Andrew later becomes a surgical resident, and his ex-girlfriend, Sam Bello (Jeanine Mason), joins Grey Sloan Memorial as an intern. His sister, Carina DeLuca (Stefania Spampinato), also joins the hospital staff and begins dating Arizona, much to Andrew's discomfort. Carina disapproves of Sam, believing she is a stalker. Andrew and Sam rekindle their relationship, but it ends when Sam leaves to avoid deportation. Afterward, a heartbroken Andrew drunkenly kisses Meredith Grey (Ellen Pompeo) at Jo and Alex's wedding, eventually realizing his feelings for her are real. After months of pursuing her, Andrew begins a relationship with Meredith.

Andrew's relationship with his father, Vincenzo (Lorenzo Caccialanza), becomes a central storyline when Vincenzo arrives at Grey Sloan Memorial to research an external womb. Andrew joins the project to advance his career but soon realizes that his father's mental illness is getting in the way. After the project fails, Andrew has an emotional confrontation with Vincenzo, who leaves Seattle. As his relationship with Meredith deepens, Andrew takes the fall for her insurance fraud to protect her, landing him in prison. Meredith visits him in jail, professes her love for him, and vows to get him released.

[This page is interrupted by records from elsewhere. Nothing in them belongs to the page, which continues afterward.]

PR #4, opened 2020-06-12
Add entries by PR

fmichonneau:
WIP: ultimately, I'd like to leverage the machinery of the `usethis::pr_*` functions family to allow contributors to submit new entries.


ian-flores:
@fmichonneau I think this is more related directly with the R package so I'll close the PR here.

PR #12, opened 2020-06-24
Four use cases

gvwilson:
Four use cases for the glossary packages.

### DIFF
--- a/README.md
+++ b/README.md
@@ -109,6 +109,55 @@ A glossary entry is structured like this:
     should `define('something')` in RStudio put the definition in the help pane
     (and if so, should it hyperlink to terms that the definition depends on)?
 
+## Use Cases
+
+1.  **Linking to a definition.**
+    1.  *Amari* writes a lesson in R Markdown that introduces some new terms.
+    1.  She has defined the language to be Spanish using the `glossary/language` key
+        in the YAML header,
+        but has not changed any other settings.
+    1.  She adds an inline code block `` `r gdef('linear-model', 'Linear models')` ``
+        to her lesson.
+    1.  When she knits her document,
+        the inline code block produces the HTML
+        `<a href="http://carpentries.org/glossary/es/#linear-model" class="glossary-definition">Linear Models</a>`
+
+1.  **Checking a lesson.**
+    1.  *Beatriz* has made some changes to a lesson she inherited from *Amari*,
+        and wants to check that it is still consistent.
+    1.  She runs a command-line script that:
+        1.  Reads the R Markdown file.
+        1.  Extracts the terms under the `glossary/defines` key.
+        1.  Searches the body of the document for calls to `gdef(...)`.
+        1.  Checks that every term listed in `glossary/defines` is referenced in the document body,
+            and that every term referenced in the document body is mentioned in `glossary/defines`.
+
+1.  **Finding lessons.**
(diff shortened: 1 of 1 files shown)


README.md
```diff
@@ -109,6 +109,55 @@ A glossary entry is structured like this:
...
+    1.  She has defined the language to be Spanish using the `glossary/language` key
+        in the YAML header,
+        but has not changed any other settings.
+    1.  She adds an inline code block `` `r gdef('linear-model', 'Linear models')` ``
+        to her lesson.
+    1.  When she knits her document,
+        the inline code block produces the HTML
+        `<a href="http://carpentries.org/glossary/es/#linear-model" class="glossary-definition">Linear Models</a>`
+
+1.  **Checking a lesson.**
```
ian-flores, line 125: I strongly feel this shouldn't be a use case and that it instead should be part of the packages.

ian-flores: Sorry, it should be a use case but wrapped under a function.

README.md
```diff
@@ -109,6 +109,55 @@ A glossary entry is structured like this:
...
+
+1.  **Finding lessons.**
+    1.  *Amari* writes a lesson in R Markdown.
+        She adds the `glossary` key to its YAML metadata
+        and indicates that the lesson requires the term `correlation`
+        and defines the term `regression`.
+    1.  *Beatriz* is writing a lesson on linear models.
+        She adds YAML metadata indicating that
+        the lesson requires the term `regression`.
+    1.  To find prerequisite lessons she can recommend to her students,
```
ian-flores, line 143: I don't feel this should be a use case. It feels more natural for it to be a function which points to a folder and then we get all of the Rmds in that folder and run ourselves the rmarkdown function.

ian-flores: Sorry, it should be a use case but wrapped under a function.

README.md
gvwilson: I don't understand - as written, it *is* a function call. Can you give an example of what the user would type in their R Markdown?

README.md
gvwilson: :+1: there should be a function that can be called directly from R with a list of filenames. There should also be a command-line script that calls that function that can be integrated into builds.

README.md
```diff
@@ -109,6 +109,55 @@ A glossary entry is structured like this:
     should `define('something')` in RStudio put the definition in the help pane
     (and if so, should it hyperlink to terms that the definition depends on)?
 
+## Use Cases
+
+1.  **Linking to a definition.**
+    1.  *Amari* writes a lesson in R Markdown that introduces some new terms.
+    1.  She has defined the language to be Spanish using the `glossary/language` key
```
zkamvar, line 116: Clarification question: Does `glossary/language` mean that the yaml header will have:

```yaml
glossary:
  - language: es
```

gvwilson: :+1: If there's a cleaner way to write nested YAML keys inline, please let me know - path notation was the only thing I could think of.

README.md
ian-flores: We cleared this up in a conversation/call. As it is written it is now clear.

README.md
ian-flores: Yes @zkamvar that would be the structure. Closing this comment to merge the PR.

After Meredith turns herself in, Andrew is released and rehired at Grey Sloan. However, their relationship becomes strained when Andrew notices Meredith still compares him to her late husband, Derek Shepherd (Patrick Dempsey). Though they briefly reconcile, Andrew breaks up with Meredith for good when she expresses concern that he might be showing signs of mania, possibly due to bipolar disorder. Carina, recognizing similarities between Andrew's behavior and their father's, becomes increasingly worried about his mental health. Despite his worsening condition, Andrew makes a significant medical diagnosis, identifying Richard Webber’s (James Pickens Jr.) cobalt poisoning, which alters his career trajectory.

In Season 17, Andrew becomes an attending and appears to have recovered from his mental health struggles. However, in the episode "Helplessly Hoping", Andrew dies after being stabbed by an accomplice of Opal, a human trafficker whom Andrew had recognized earlier. After following Opal and calling the police, Andrew's efforts lead to her arrest, but he is gravely injured in the process. Although Andrew undergoes surgery at Grey Sloan and initially recovers, he codes during a second surgery, and his time of death is called at 22:50. In Meredith's COVID-19-induced "afterlife" dream sequence, Andrew appears on a beach where he says his goodbyes to Meredith and is reunited with his deceased mother.

== Reception ==
Despite initial skepticism, DeLuca was received positively by fans and critics. Rebecca Farley of Refinery29 described DeLuca as "passionate, handsome, and a bit of an idiot," acknowledging the character's flaws while also affirming his appeal. Farley cited the fact that DeLuca remained on Grey's Anatomy after multiple seasons as evidence that the "Rhimesian jury" had ruled in his favor, confirming his likability. Rachel Chapman of Elite Daily called DeLuca "charming" and praised him for how he "truly handles stuff like a pro."

In 2016, Gianniotti was nominated for two Golden Maple Awards: Best Actor in a TV Series Broadcast in the U.S. and Newcomer of the Year in a TV Series Broadcast in the U.S.